Yes I ran into this problem myself. Apparently definitions for certain constants like INPUT_PULLUP are in those hardware specific folders. Seems like a bad design decision to me. I can't see a reason to make a constant like that hardware specific.

I agree, at least for the case of the Arduino.h file as it already seems to be processor type aware for the 1284P/644P chips, so I don't understand why a seperate Arduino.h file needs to be in the user's hardware folders? Extracted from the Arduino.h file from IDE version 1.0.3:

#if defined(__AVR_ATtiny24__) || defined(__AVR_ATtiny44__) || defined(__AVR_ATtiny84__) || defined(__AVR_ATtiny25__) || defined(__AVR_ATtiny45__) || defined(__AVR_ATtiny85__)
#define DEFAULT 0
#define EXTERNAL 1
#define INTERNAL 2
#else  
#if defined(__AVR_ATmega1280__) || defined(__AVR_ATmega2560__) || defined(__AVR_ATmega1284P__) || defined(__AVR_ATmega644P__)
#define INTERNAL1V1 2
#define INTERNAL2V56 3
#else
#define INTERNAL 3
#endif
#define DEFAULT 1
#define EXTERNAL 0
#endif

Lefty

While we're on the subject of supporting other processors, you know what would be really awesome would be XMEGA support. I'm not sure why they chose to go with the arm processor they used in the DUO, but that chip is huge and seems to require a whole lot of support circuity. I don't think I'd ever want to take that processor and stick a bare bones version in my own project. The xmega on the other hand comes in a small 44 pin version, looks easy to use, has a built in DAC for audio output... Aside from running a 3.3v potentially being a problem for controlling servos, for projects that need a little bit extra oomph, and 32mhz xmega seems like an excellent choice for an upgrade if you need twice the speed and/or audio output.

scswift:
While we're on the subject of supporting other processors, you know what would be really awesome would be XMEGA support. I'm not sure why they chose to go with the arm processor they used in the DUO, but that chip is huge and seems to require a whole lot of support circuity. I don't think I'd ever want to take that processor and stick a bare bones version in my own project. The xmega on the other hand comes in a small 44 pin version, looks easy to use, has a built in DAC for audio output... Aside from running a 3.3v potentially being a problem for controlling servos, for projects that need a little bit extra oomph, and 32mhz xmega seems like an excellent choice for an upgrade if you need twice the speed and/or audio output.

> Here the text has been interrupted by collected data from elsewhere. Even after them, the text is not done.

PR #412, opened 2016-02-15
Consolr updates

defect:
In order to support more tools than ipmitool in consolr, I'd like to modularize it a bit. As you can see here, I've moved all the ipmitool-related code in to a class called `Consolr::Runners::Ipmitool`. The command loads one or more runners dynamically from the config, and chooses the first one that reports it can run on a given node (meaning the runner's `can_run?` method returns true). 

An example use case could be an environment with mixed Openstack VMs and bare metal servers. An openstack runner would then handle all the VM assets and the ipmitool runner all the bare metal assets. This way, you can easily customize consolr to new tools by writing a `Consolr::Runners::Yourtool` class and then installing it in whichever way you prefer.

In order to maintain backwards compatibility I've made the ipmitool runner the default if no runners are specified in the config.

Finally, I'm adding an option (`-S`, or `--status`) which just returns the power status of the assets because it seemed like something that would be useful :)

@tumblr/collins

### DIFF
--- a/support/ruby/consolr/lib/consolr/runners/ipmitool.rb
+++ b/support/ruby/consolr/lib/consolr/runners/ipmitool.rb
@@ -55,8 +55,16 @@ module Consolr
         cmd 'power off', node
       end
 
+      def soft_off node
+        cmd 'power soft', node
+      end
+
       def reboot node
         cmd 'power cycle', node
+      end
+
+      def soft_reboot node
+        cmd 'power reset', node
       end
 
       def status node
--- a/support/ruby/consolr/lib/consolr/runners/ipmitool.rb
+++ b/support/ruby/consolr/lib/consolr/runners/ipmitool.rb
@@ -4,10 +4,18 @@ module Consolr
   module Runners
     class Ipmitool < Runner
       def initialize config
-				@ipmitool = config['executable']
+        @ipmitool = if config.empty?
+                      '/usr/bin/ipmitool'
+                    else
+                      config
+                    end
       end
 
-			def verify? node
+      def can_run? node
+        not (node.ipmi.address.empty? or node.ipmi.username.empty? or node.ipmi.password.empty?)
+      end
+
+			def verify node
       	Net::Ping::External.new(node.ipmi.address).ping?
 			end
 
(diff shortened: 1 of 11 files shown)


byxorna:
LGTM

support/ruby/consolr/lib/consolr/runners/ipmitool.rb
```diff
@@ -0,0 +1,70 @@
...
+                    end
+      end
+
+      def can_run? node
+        not (node.ipmi.address.empty? or node.ipmi.username.empty? or node.ipmi.password.empty?)
+      end
+
+			def verify node
+      	Net::Ping::External.new(node.ipmi.address).ping?
+			end
```
roymarantz: [picky] whitespace

support/ruby/consolr/lib/consolr/runners/ipmitool.rb
```diff
@@ -0,0 +1,70 @@
...
+      def initialize config
+        @ipmitool = if config.empty?
+                      '/usr/bin/ipmitool'
+                    else
+                      config
+                    end
+      end
+
+      def can_run? node
+        not (node.ipmi.address.empty? or node.ipmi.username.empty? or node.ipmi.password.empty?)
```
roymarantz: do you want a rescue false incase node.ipmi (or some part) is nil?

support/ruby/consolr/lib/consolr/runners/runner.rb
```diff
@@ -0,0 +1,56 @@
...
+module Consolr
+  module Runners
+    class Runner
+      def can_run? node
+        raise 'can_run? is not implemented for this runner'
+      end
+
+			def verify node
+        raise 'verify is not implemented for this runner'
+			end
```
roymarantz: [picky] indentation

roymarantz:
IMO there should be some way to force using a particular runner.
Do you want to add missing ipmitool functions in the PR (e.g. soft reboot vs hard reboot) or is that too much out of scope.
I like the approach though.

gtorre:
Very nice. :+1:

defect:
Added support for `--soft-reboot` and `--soft-off`.

Primer42:
This LGTM
But, I think we should add a barebones example gem that would show people how to add their own, internal runners with custom logic.

Primer42:
Can you also add unit tests before merging?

Well googling there seems to have been some working on such a port, but best I can tell progress seems to have stopped with Arduino version 18, so not likely easy to install for arduino IDE 1.0.x

http://www.akafugu.jp/posts/blog/2011_11_25%20-%20Wire%20in%20Xmegaduino/

There seems to also be a currrent kickstarter project that will have to deal with adding support to run on the currrent arduino IDE. However it doesn't appear he/she will reach their goal amount in the time left?

http://www.kickstarter.com/projects/myownduino/sirduino-a-xmega-powered-arduino

Lefty

I seem to recall reading somewhere that xmegas were though about but were ditched due to reliability and supply issues.

Also, there is an Arduino IDE spinoff for XMegas:

But I believe they forked the whole IDE, so it isn't as simple as just a new core.

Guess I'll have to look at the pins_arduino.h that goes with

defined(AVR_ATmega1284P)

and see if its usable with my Bobuino boards.